[Records from a dataset]

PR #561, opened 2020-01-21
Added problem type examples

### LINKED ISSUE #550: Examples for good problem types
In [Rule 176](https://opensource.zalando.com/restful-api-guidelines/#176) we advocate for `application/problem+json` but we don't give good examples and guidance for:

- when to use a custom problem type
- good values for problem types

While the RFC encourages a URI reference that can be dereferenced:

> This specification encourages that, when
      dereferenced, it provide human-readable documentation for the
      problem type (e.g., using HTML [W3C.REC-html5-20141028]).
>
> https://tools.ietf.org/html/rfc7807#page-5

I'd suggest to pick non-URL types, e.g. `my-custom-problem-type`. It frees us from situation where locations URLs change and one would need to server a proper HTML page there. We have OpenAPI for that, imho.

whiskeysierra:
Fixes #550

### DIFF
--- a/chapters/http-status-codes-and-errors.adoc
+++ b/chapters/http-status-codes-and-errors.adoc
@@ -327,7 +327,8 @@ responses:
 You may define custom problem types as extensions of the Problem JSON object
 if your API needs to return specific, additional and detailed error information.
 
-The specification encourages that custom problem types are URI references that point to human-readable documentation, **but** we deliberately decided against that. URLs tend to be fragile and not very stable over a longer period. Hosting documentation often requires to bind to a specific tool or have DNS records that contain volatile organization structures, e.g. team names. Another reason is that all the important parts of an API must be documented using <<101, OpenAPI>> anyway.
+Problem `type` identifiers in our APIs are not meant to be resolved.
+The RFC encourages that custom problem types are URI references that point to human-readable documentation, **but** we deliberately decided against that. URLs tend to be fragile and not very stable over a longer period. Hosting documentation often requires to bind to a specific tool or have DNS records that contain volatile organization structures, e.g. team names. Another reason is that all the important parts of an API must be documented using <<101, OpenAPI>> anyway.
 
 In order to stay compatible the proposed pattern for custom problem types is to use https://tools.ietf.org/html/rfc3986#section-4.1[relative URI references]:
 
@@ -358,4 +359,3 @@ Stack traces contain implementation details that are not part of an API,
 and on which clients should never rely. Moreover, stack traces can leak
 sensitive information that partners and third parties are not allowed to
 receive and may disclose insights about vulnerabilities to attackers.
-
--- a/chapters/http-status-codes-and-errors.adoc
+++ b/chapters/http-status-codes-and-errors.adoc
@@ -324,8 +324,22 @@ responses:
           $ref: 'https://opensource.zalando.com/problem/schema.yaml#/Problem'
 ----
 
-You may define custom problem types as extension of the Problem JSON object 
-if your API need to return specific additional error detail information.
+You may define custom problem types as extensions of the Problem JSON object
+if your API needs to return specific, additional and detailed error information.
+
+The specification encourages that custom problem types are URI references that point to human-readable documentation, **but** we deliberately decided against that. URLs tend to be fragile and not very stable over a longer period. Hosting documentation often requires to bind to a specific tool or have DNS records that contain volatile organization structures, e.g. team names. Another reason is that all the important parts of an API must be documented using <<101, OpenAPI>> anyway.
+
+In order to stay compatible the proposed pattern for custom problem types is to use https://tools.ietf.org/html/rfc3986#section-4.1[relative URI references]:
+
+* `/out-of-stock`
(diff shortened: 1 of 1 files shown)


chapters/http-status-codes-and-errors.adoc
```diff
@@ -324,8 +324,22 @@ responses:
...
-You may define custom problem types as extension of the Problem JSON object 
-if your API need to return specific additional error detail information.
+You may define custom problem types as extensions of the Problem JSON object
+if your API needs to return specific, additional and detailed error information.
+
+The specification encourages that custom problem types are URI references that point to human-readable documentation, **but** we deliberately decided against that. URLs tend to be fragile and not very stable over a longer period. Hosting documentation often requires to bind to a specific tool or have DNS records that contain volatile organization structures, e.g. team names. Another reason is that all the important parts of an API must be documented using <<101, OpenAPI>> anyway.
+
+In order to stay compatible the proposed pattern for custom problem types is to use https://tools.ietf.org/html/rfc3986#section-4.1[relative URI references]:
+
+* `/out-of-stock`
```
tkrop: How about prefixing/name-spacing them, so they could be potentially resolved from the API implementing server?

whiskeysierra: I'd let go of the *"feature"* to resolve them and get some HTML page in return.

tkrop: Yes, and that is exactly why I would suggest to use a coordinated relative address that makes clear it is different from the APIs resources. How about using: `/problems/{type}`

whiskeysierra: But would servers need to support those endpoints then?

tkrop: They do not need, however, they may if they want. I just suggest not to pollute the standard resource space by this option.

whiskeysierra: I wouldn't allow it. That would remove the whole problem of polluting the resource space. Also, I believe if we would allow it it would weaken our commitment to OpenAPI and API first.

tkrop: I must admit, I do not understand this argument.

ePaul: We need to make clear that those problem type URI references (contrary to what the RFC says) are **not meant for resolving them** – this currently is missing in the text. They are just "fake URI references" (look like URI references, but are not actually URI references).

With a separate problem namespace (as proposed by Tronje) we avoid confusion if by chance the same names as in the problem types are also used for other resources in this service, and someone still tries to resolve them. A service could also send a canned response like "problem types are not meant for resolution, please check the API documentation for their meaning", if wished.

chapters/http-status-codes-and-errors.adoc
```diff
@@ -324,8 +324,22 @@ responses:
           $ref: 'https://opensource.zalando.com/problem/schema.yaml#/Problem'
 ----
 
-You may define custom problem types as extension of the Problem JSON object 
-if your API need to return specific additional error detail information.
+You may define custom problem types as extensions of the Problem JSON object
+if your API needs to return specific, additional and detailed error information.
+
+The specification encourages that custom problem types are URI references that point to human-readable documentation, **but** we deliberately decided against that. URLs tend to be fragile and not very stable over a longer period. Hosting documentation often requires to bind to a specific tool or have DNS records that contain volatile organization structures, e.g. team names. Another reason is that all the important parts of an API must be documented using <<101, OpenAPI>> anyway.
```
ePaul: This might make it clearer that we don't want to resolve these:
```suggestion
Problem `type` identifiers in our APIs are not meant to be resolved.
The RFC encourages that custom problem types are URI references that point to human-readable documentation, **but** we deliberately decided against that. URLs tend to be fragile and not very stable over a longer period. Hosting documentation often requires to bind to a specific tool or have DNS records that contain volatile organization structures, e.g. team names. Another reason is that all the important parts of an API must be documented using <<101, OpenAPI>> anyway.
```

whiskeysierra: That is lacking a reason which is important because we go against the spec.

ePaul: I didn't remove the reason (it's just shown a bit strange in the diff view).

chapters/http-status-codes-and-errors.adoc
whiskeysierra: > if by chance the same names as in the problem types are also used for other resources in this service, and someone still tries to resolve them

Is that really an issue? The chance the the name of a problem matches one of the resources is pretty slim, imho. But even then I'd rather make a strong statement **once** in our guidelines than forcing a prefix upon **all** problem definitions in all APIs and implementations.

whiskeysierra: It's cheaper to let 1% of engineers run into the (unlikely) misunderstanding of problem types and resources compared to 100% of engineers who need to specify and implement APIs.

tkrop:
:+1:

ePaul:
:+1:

- Try it: Please give back all of the records exactly as written.

- Completed exercise:
PR #561, opened 2020-01-21
Added problem type examples

### LINKED ISSUE #550: Examples for good problem types
In [Rule 176](https://opensource.zalando.com/restful-api-guidelines/#176) we advocate for `application/problem+json` but we don't give good examples and guidance for:

- when to use a custom problem type
- good values for problem types

While the RFC encourages a URI reference that can be dereferenced:

> This specification encourages that, when
      dereferenced, it provide human-readable documentation for the
      problem type (e.g., using HTML [W3C.REC-html5-20141028]).
>
> https://tools.ietf.org/html/rfc7807#page-5

I'd suggest to pick non-URL types, e.g. `my-custom-problem-type`. It frees us from situation where locations URLs change and one would need to server a proper HTML page there. We have OpenAPI for that, imho.

whiskeysierra:
Fixes #550

### DIFF
--- a/chapters/http-status-codes-and-errors.adoc
+++ b/chapters/http-status-codes-and-errors.adoc
@@ -327,7 +327,8 @@ responses:
 You may define custom problem types as extensions of the Problem JSON object
 if your API needs to return specific, additional and detailed error information.
 
-The specification encourages that custom problem types are URI references that point to human-readable documentation, **but** we deliberately decided against that. URLs tend to be fragile and not very stable over a longer period. Hosting documentation often requires to bind to a specific tool or have DNS records that contain volatile organization structures, e.g. team names. Another reason is that all the important parts of an API must be documented using <<101, OpenAPI>> anyway.
+Problem `type` identifiers in our APIs are not meant to be resolved.
+The RFC encourages that custom problem types are URI references that point to human-readable documentation, **but** we deliberately decided against that. URLs tend to be fragile and not very stable over a longer period. Hosting documentation often requires to bind to a specific tool or have DNS records that contain volatile organization structures, e.g. team names. Another reason is that all the important parts of an API must be documented using <<101, OpenAPI>> anyway.
 
 In order to stay compatible the proposed pattern for custom problem types is to use https://tools.ietf.org/html/rfc3986#section-4.1[relative URI references]:
 
@@ -358,4 +359,3 @@ Stack traces contain implementation details that are not part of an API,
 and on which clients should never rely. Moreover, stack traces can leak
 sensitive information that partners and third parties are not allowed to
 receive and may disclose insights about vulnerabilities to attackers.
-
--- a/chapters/http-status-codes-and-errors.adoc
+++ b/chapters/http-status-codes-and-errors.adoc
@@ -324,8 +324,22 @@ responses:
           $ref: 'https://opensource.zalando.com/problem/schema.yaml#/Problem'
 ----
 
-You may define custom problem types as extension of the Problem JSON object 
-if your API need to return specific additional error detail information.
+You may define custom problem types as extensions of the Problem JSON object
+if your API needs to return specific, additional and detailed error information.
+
+The specification encourages that custom problem types are URI references that point to human-readable documentation, **but** we deliberately decided against that. URLs tend to be fragile and not very stable over a longer period. Hosting documentation often requires to bind to a specific tool or have DNS records that contain volatile organization structures, e.g. team names. Another reason is that all the important parts of an API must be documented using <<101, OpenAPI>> anyway.
+
+In order to stay compatible the proposed pattern for custom problem types is to use https://tools.ietf.org/html/rfc3986#section-4.1[relative URI references]:
+
+* `/out-of-stock`
(diff shortened: 1 of 1 files shown)


chapters/http-status-codes-and-errors.adoc
```diff
@@ -324,8 +324,22 @@ responses:
...
-You may define custom problem types as extension of the Problem JSON object 
-if your API need to return specific additional error detail information.
+You may define custom problem types as extensions of the Problem JSON object
+if your API needs to return specific, additional and detailed error information.
+
+The specification encourages that custom problem types are URI references that point to human-readable documentation, **but** we deliberately decided against that. URLs tend to be fragile and not very stable over a longer period. Hosting documentation often requires to bind to a specific tool or have DNS records that contain volatile organization structures, e.g. team names. Another reason is that all the important parts of an API must be documented using <<101, OpenAPI>> anyway.
+
+In order to stay compatible the proposed pattern for custom problem types is to use https://tools.ietf.org/html/rfc3986#section-4.1[relative URI references]:
+
+* `/out-of-stock`
```
tkrop: How about prefixing/name-spacing them, so they could be potentially resolved from the API implementing server?

whiskeysierra: I'd let go of the *"feature"* to resolve them and get some HTML page in return.

tkrop: Yes, and that is exactly why I would suggest to use a coordinated relative address that makes clear it is different from the APIs resources. How about using: `/problems/{type}`

whiskeysierra: But would servers need to support those endpoints then?

tkrop: They do not need, however, they may if they want. I just suggest not to pollute the standard resource space by this option.

whiskeysierra: I wouldn't allow it. That would remove the whole problem of polluting the resource space. Also, I believe if we would allow it it would weaken our commitment to OpenAPI and API first.

tkrop: I must admit, I do not understand this argument.

ePaul: We need to make clear that those problem type URI references (contrary to what the RFC says) are **not meant for resolving them** – this currently is missing in the text. They are just "fake URI references" (look like URI references, but are not actually URI references).

With a separate problem namespace (as proposed by Tronje) we avoid confusion if by chance the same names as in the problem types are also used for other resources in this service, and someone still tries to resolve them. A service could also send a canned response like "problem types are not meant for resolution, please check the API documentation for their meaning", if wished.

chapters/http-status-codes-and-errors.adoc
```diff
@@ -324,8 +324,22 @@ responses:
           $ref: 'https://opensource.zalando.com/problem/schema.yaml#/Problem'
 ----
 
-You may define custom problem types as extension of the Problem JSON object 
-if your API need to return specific additional error detail information.
+You may define custom problem types as extensions of the Problem JSON object
+if your API needs to return specific, additional and detailed error information.
+
+The specification encourages that custom problem types are URI references that point to human-readable documentation, **but** we deliberately decided against that. URLs tend to be fragile and not very stable over a longer period. Hosting documentation often requires to bind to a specific tool or have DNS records that contain volatile organization structures, e.g. team names. Another reason is that all the important parts of an API must be documented using <<101, OpenAPI>> anyway.
```
ePaul: This might make it clearer that we don't want to resolve these:
```suggestion
Problem `type` identifiers in our APIs are not meant to be resolved.
The RFC encourages that custom problem types are URI references that point to human-readable documentation, **but** we deliberately decided against that. URLs tend to be fragile and not very stable over a longer period. Hosting documentation often requires to bind to a specific tool or have DNS records that contain volatile organization structures, e.g. team names. Another reason is that all the important parts of an API must be documented using <<101, OpenAPI>> anyway.
```

whiskeysierra: That is lacking a reason which is important because we go against the spec.

ePaul: I didn't remove the reason (it's just shown a bit strange in the diff view).

chapters/http-status-codes-and-errors.adoc
whiskeysierra: > if by chance the same names as in the problem types are also used for other resources in this service, and someone still tries to resolve them

Is that really an issue? The chance the the name of a problem matches one of the resources is pretty slim, imho. But even then I'd rather make a strong statement **once** in our guidelines than forcing a prefix upon **all** problem definitions in all APIs and implementations.

whiskeysierra: It's cheaper to let 1% of engineers run into the (unlikely) misunderstanding of problem types and resources compared to 100% of engineers who need to specify and implement APIs.

tkrop:
:+1:

ePaul:
:+1:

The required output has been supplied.